**AIM OF THE EXERCISE:** Print the data again, exactly.

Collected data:
PR #985, opened 2016-05-02
[REEF-1364] C# Evaluator should attempt to send a failure message bac…

afchung:
…k to the Driver on an unhandled Exception

This addressed the issue by
  * Adding a generic unhandled exception handler.
  * Add an EvaluatorRuntime unhandled exception handler that sends a message to the Driver on failure.
  * Registering unhandled exception handler at start and unregistering it when the EvaluatorRuntime unhandled exception handler is successfully set up.

JIRA:
  [REEF-1364](https://issues.apache.org/jira/browse/REEF-1364)

### DIFF
--- a/lang/cs/Org.Apache.REEF.Utilities/Diagnostics/DefaultUnhandledExceptionHandler.cs
+++ b/lang/cs/Org.Apache.REEF.Utilities/Diagnostics/DefaultUnhandledExceptionHandler.cs
@@ -21,7 +21,11 @@ using Org.Apache.REEF.Utilities.Logging;
 
 namespace Org.Apache.REEF.Utilities.Diagnostics
 {
-    public static class DefaultUnhandledExceptionHandler
+    /// <summary>
+    /// A static class that allows the registering/unregistering of the default UnhandledException
+    /// Handler, which logs the Exception and lists all files in the current working directory.
+    /// </summary>
+    internal static class DefaultUnhandledExceptionHandler
     {
         private static readonly Logger Logger = Logger.GetLogger(typeof(DefaultUnhandledExceptionHandler));
 
--- a/lang/cs/Org.Apache.REEF.Utilities/Diagnostics/DefaultUnhandledExceptionHandler.cs
+++ b/lang/cs/Org.Apache.REEF.Utilities/Diagnostics/DefaultUnhandledExceptionHandler.cs
@@ -1,0 +1,55 @@
+﻿// Licensed to the Apache Software Foundation (ASF) under one
+// or more contributor license agreements.  See the NOTICE file
+// distributed with this work for additional information
+// regarding copyright ownership.  The ASF licenses this file
+// to you under the Apache License, Version 2.0 (the
+// "License"); you may not use this file except in compliance
+// with the License.  You may obtain a copy of the License at
+// 
+//   http://www.apache.org/licenses/LICENSE-2.0
+// 
+// Unless required by applicable law or agreed to in writing,
+// software distributed under the License is distributed on an
+// "AS IS" BASIS, WITHOUT WARRANTIES OR CONDITIONS OF ANY
+// KIND, either express or implied.  See the License for the
+// specific language governing permissions and limitations
+// under the License.
+
+using System;
+using System.IO;
+using Org.Apache.REEF.Utilities.Logging;
+
+namespace Org.Apache.REEF.Utilities.Diagnostics
+{
+    public static class DefaultUnhandledExceptionHandler
+    {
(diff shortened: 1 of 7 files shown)


markusweimer:
Is this covered by the Poison tests? If not, we might want to have a test in this PR to make sure we can't regress.

afchung:
@markusweimer The tests will be part of [REEF-1286](https://issues.apache.org/jira/browse/REEF-1286). @tcNickolas do you have other coverage in Poison?

tcNickolas:
I'm working on REEF-1304 to extend Poison coverage from one `PoisonTest` to the whole series. But the new tests don't check this behavior.
I agree that we need a test for this. Can this change be done after REEF-1304?

afchung:
@tcNickolas why does REEF-1304 block this?

tcNickolas:
REEF-1304 doesn't *block* this. If you want to modify some existing Poison test to verify this functionality, it's better to do this after REEF-1304, because it refactors the one PoisonTest we have significantly. If you want to do a standalone test, it's completely unrelated.

afchung:
@markusweimer there was some misunderstanding here that @tcNickolas and I discussed offline. This should not wait for REEF-1304.

This would not require substantial changes to PoisonTest because PoisonTest triggers failures on `IClock` `Alarm` s, which are ultimately still observed by the `IClock` thread. Should the user spin off another thread that triggers an unhandled Exception in their own `Task`, the behavior currently will not catch the Exception message in the `FailedEvaluator` event.

markusweimer:
Ah, thanks! So this should in fact contain a test, right? As the new feature here won't be covered by the poison tests.

afchung:
@markusweimer Sure, that can be done, but the test will need to be modified with REEF-1286 to test for correct Serialization again.

afchung:
@markusweimer added a test with TODO items for REEF-1286 (namely to verify the Exception type and message).

lang/cs/Org.Apache.REEF.Utilities/Diagnostics/DefaultUnhandledExceptionHandler.cs
```diff
@@ -0,0 +1,55 @@
...
+// specific language governing permissions and limitations
+// under the License.
+
+using System;
+using System.IO;
+using Org.Apache.REEF.Utilities.Logging;
+
+namespace Org.Apache.REEF.Utilities.Diagnostics
+{
+    public static class DefaultUnhandledExceptionHandler
```
markusweimer: Add documentation to the class.

markusweimer:
LGTM, with one minor comment.

afchung:
@markusweimer I've addressed your comment, please have another look. Thanks!

markusweimer:
LGTM, will test and merge

markusweimer:
I got a test failure, and the test run hang at the end:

**RESULT FOR THIS TASK:**
PR #985, opened 2016-05-02
[REEF-1364] C# Evaluator should attempt to send a failure message bac…

afchung:
…k to the Driver on an unhandled Exception

This addressed the issue by
  * Adding a generic unhandled exception handler.
  * Add an EvaluatorRuntime unhandled exception handler that sends a message to the Driver on failure.
  * Registering unhandled exception handler at start and unregistering it when the EvaluatorRuntime unhandled exception handler is successfully set up.

JIRA:
  [REEF-1364](https://issues.apache.org/jira/browse/REEF-1364)

### DIFF
--- a/lang/cs/Org.Apache.REEF.Utilities/Diagnostics/DefaultUnhandledExceptionHandler.cs
+++ b/lang/cs/Org.Apache.REEF.Utilities/Diagnostics/DefaultUnhandledExceptionHandler.cs
@@ -21,7 +21,11 @@ using Org.Apache.REEF.Utilities.Logging;
 
 namespace Org.Apache.REEF.Utilities.Diagnostics
 {
-    public static class DefaultUnhandledExceptionHandler
+    /// <summary>
+    /// A static class that allows the registering/unregistering of the default UnhandledException
+    /// Handler, which logs the Exception and lists all files in the current working directory.
+    /// </summary>
+    internal static class DefaultUnhandledExceptionHandler
     {
         private static readonly Logger Logger = Logger.GetLogger(typeof(DefaultUnhandledExceptionHandler));
 
--- a/lang/cs/Org.Apache.REEF.Utilities/Diagnostics/DefaultUnhandledExceptionHandler.cs
+++ b/lang/cs/Org.Apache.REEF.Utilities/Diagnostics/DefaultUnhandledExceptionHandler.cs
@@ -1,0 +1,55 @@
+﻿// Licensed to the Apache Software Foundation (ASF) under one
+// or more contributor license agreements.  See the NOTICE file
+// distributed with this work for additional information
+// regarding copyright ownership.  The ASF licenses this file
+// to you under the Apache License, Version 2.0 (the
+// "License"); you may not use this file except in compliance
+// with the License.  You may obtain a copy of the License at
+// 
+//   http://www.apache.org/licenses/LICENSE-2.0
+// 
+// Unless required by applicable law or agreed to in writing,
+// software distributed under the License is distributed on an
+// "AS IS" BASIS, WITHOUT WARRANTIES OR CONDITIONS OF ANY
+// KIND, either express or implied.  See the License for the
+// specific language governing permissions and limitations
+// under the License.
+
+using System;
+using System.IO;
+using Org.Apache.REEF.Utilities.Logging;
+
+namespace Org.Apache.REEF.Utilities.Diagnostics
+{
+    public static class DefaultUnhandledExceptionHandler
+    {
(diff shortened: 1 of 7 files shown)


markusweimer:
Is this covered by the Poison tests? If not, we might want to have a test in this PR to make sure we can't regress.

afchung:
@markusweimer The tests will be part of [REEF-1286](https://issues.apache.org/jira/browse/REEF-1286). @tcNickolas do you have other coverage in Poison?

tcNickolas:
I'm working on REEF-1304 to extend Poison coverage from one `PoisonTest` to the whole series. But the new tests don't check this behavior.
I agree that we need a test for this. Can this change be done after REEF-1304?

afchung:
@tcNickolas why does REEF-1304 block this?

tcNickolas:
REEF-1304 doesn't *block* this. If you want to modify some existing Poison test to verify this functionality, it's better to do this after REEF-1304, because it refactors the one PoisonTest we have significantly. If you want to do a standalone test, it's completely unrelated.

afchung:
@markusweimer there was some misunderstanding here that @tcNickolas and I discussed offline. This should not wait for REEF-1304.

This would not require substantial changes to PoisonTest because PoisonTest triggers failures on `IClock` `Alarm` s, which are ultimately still observed by the `IClock` thread. Should the user spin off another thread that triggers an unhandled Exception in their own `Task`, the behavior currently will not catch the Exception message in the `FailedEvaluator` event.

markusweimer:
Ah, thanks! So this should in fact contain a test, right? As the new feature here won't be covered by the poison tests.

afchung:
@markusweimer Sure, that can be done, but the test will need to be modified with REEF-1286 to test for correct Serialization again.

afchung:
@markusweimer added a test with TODO items for REEF-1286 (namely to verify the Exception type and message).

lang/cs/Org.Apache.REEF.Utilities/Diagnostics/DefaultUnhandledExceptionHandler.cs
```diff
@@ -0,0 +1,55 @@
...
+// specific language governing permissions and limitations
+// under the License.
+
+using System;
+using System.IO;
+using Org.Apache.REEF.Utilities.Logging;
+
+namespace Org.Apache.REEF.Utilities.Diagnostics
+{
+    public static class DefaultUnhandledExceptionHandler
```
markusweimer: Add documentation to the class.

markusweimer:
LGTM, with one minor comment.

afchung:
@markusweimer I've addressed your comment, please have another look. Thanks!

markusweimer:
LGTM, will test and merge

markusweimer:
I got a test failure, and the test run hang at the end:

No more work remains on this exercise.